Die vom Bundesverfassungsgericht in dem Beschluss vom 10. Januar 1995 für die Annahme von Gewalt im Sinne von § 240 Abs. 1 StGB geforderte physische Zwangswirkung liegt in dieser Konstellation vor. Dies gilt zwar nicht für das Verhältnis von den Demonstranten zu dem ersten Fahrzeugführer, wohl aber für das Verhältnis von dem ersten Fahrzeugführer zu den nachfolgenden Fahrzeugführern. Indem der erste Fahrzeugführer aus Rücksicht auf die Rechtsgüter der Demonstranten abbremst, zwingt er den nachfolgenden Fahrzeugführer zur Vermeidung eines Aufpralls und damit zur Schonung eigener Rechtsgüter anzuhalten.
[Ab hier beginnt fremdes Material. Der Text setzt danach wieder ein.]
PR #1559, opened 2022-04-30
Support for FileSystemDirectoryHandle when cloning

bjoeni:
Same issue mentioned in #1236 exists for `FileSystemDirectoryHandle`s as well


dfahlander:
Thanks!

PR #1576, opened 2022-05-30
4.0.0-alpha.3 - Reproduce: Node.js process not exiting when Dexie.js is imported

pubkey:
When Dexie.js is imported in a JavaScript file and run via Node.js, just importing the dexie.js library will prevent the process from exiting.

This happens with node.js >= 18.
It is not a problem with node.js 16 and below.

I think there is some side-effect like a setTimeout or setInterval that prevents the process from ever being finished.

I have this problem when using `4.0.0-alpha.3` in a test suite that is run via Node.js for faster test runs.

### DIFF
--- a/.travis.yml
+++ b/.travis.yml
@@ -3,7 +3,7 @@ before_install: if [[ `npm -v` != 7* ]]; then npm i -g npm@7; fi
 addons:
   firefox: "85.0"
 node_js:
-  - "12"
+  - "18"
 matrix:
   fast_finish: true
 services:
--- a/package.json
+++ b/package.json
@@ -66,7 +66,8 @@
     "test": "npm run build && npm run test:typings && npm run test:unit",
     "test:unit": "karma start test/karma.conf.js --single-run",
     "test:typings": "tsc -p test/typings-test/",
-    "test:debug": "karma start test/karma.conf.js --log-level debug"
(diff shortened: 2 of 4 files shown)


pubkey:
Would you accept a PR to switch to github actions?

dfahlander:
Thanks for the PR. There's no setTimeout or setInterval going on in the repo in any root code so it's a mystery how it keeps the process alive by just requiring "dexie". I suppose debugging the paths taken in enable-broadcast.ts and propagate-locally.ts when run in node 18 could be something to debug, in case node 18 exposes APIs that used to be DOM specific,  like BroadcastChannel or addEventListener.

> Would you accept a PR to switch to github actions?

Go ahead if you like, but I can't answer right away whether I would merge it as it would needs some more investigation in regards to action minutes per month.

pubkey:
@dfahlander thank you for that hint.
Indeed, commenting out the BroadcastChannel usage solves my issue.

```ts
// const bc = new BroadcastChannel(STORAGE_MUTATED_DOM_EVENT_NAME);
```

I will work on a fix.

pubkey:
I am proposing a fix here: https://github.com/dexie/Dexie.js/pull/1577
I see no risk in merging the fix, but the test in #1576 should not be merched until travis supports node.js 18 or until we switch to a different CI provider.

Das erste Fahrzeug in der Reihe bedeutet für den nachfolgenden Fahrzeugführer ein unüberwindbares physisches Hindernis im Sinne des Beschlusses des Bundesverfassungsgerichts vom 10. Januar 1995 (...). Dass im Verhältnis von Demonstranten zu dem ersten Fahrzeugführer keine physische, sondern allein eine psychische Zwangswirkung vorliegt, ist in diesem Zusammenhang ohne Belang, da die Einflussnahme eines mittelbaren Täters auf den Tatmittler durchaus allein psychischer Natur sein darf.
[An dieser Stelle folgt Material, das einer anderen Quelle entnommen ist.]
PR #1577, opened 2022-05-30
FIX #1576 Node.js process not exiting when Dexie.js is imported

pubkey:
A bugfix that ensures that importing Dexie.js in Node.js does not prevent the process from finishing. This is mostly relevant when Dexie.js is used in Node.js for unit tests.

Described problem without the fix: https://github.com/dexie/Dexie.js/pull/1576

Docs for the used `unref()` method:
https://nodejs.org/api/worker_threads.html#broadcastchannelunref

### DIFF
--- a/src/live-query/enable-broadcast.ts
+++ b/src/live-query/enable-broadcast.ts
@@ -8,6 +8,18 @@ import { propagateLocally, propagatingLocally } from './propagate-locally';
 if (typeof BroadcastChannel !== 'undefined') {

An anderer Stelle heißt es:

Bei dieser am Grundsatz der Verhältnismäßigkeit orientierten Zweck-Mittel-Relation sind insbesondere die Art und das Maß der Auswirkungen auf betroffene Dritte und deren Grundrechte zu berücksichtigen. Wichtige Abwägungselemente sind hierbei die Dauer und die Intensität der Aktion, deren vorherige Bekanntgabe, Ausweichmöglichkeiten über andere Zufahrten, die Dringlichkeit des blockierten Transports, aber auch der Sachbezug zwischen den in ihrer Fortbewegungsfreiheit beeinträchtigten Personen und dem Protestgegenstand. Das Gewicht solcher demonstrationsspezifischer Umstände ist mit Blick auf das kommunikative Anliegen der Versammlung zu bestimmen, ohne dass dem Strafgericht eine Bewertung zusteht, ob es dieses Anliegen als nützlich und wertvoll einschätzt oder es missbilligt. Stehen die äußere Gestaltung und die durch sie ausgelösten Behinderungen in einem Zusammenhang mit dem Versammlungsthema oder betrifft das Anliegen auch die von der Demonstration nachteilig Betroffenen, kann die Beeinträchtigung ihrer Freiheitsrechte unter Berücksichtigung der jeweiligen Umstände möglicherweise eher sozial erträglich und dann in größerem Maße hinzunehmen sein, als wenn dies nicht der Fall ist. Demgemäß ist im Rahmen der Abwägung zu berücksichtigen, ob und wie weit die Wahl des Versammlungsortes und die konkrete Ausgestaltung der Versammlung sowie die von ihr betroffenen Personen einen auf die Feststellung der Verwerflichkeit einwirkenden Bezug zum Versammlungsthema haben. [...].

Und:

Verfassungsrechtlich zu beanstanden ist des Weiteren, dass das Landgericht bei der Abwägung die Dauer der Aktion, deren vorherige Bekanntgabe, die Ausweichmöglichkeiten über andere Zufahrten, die Dringlichkeit des blockierten Transports sowie die Anzahl der von ihr betroffenen Fahrzeugführer gänzlich außer Betracht gelassen hat.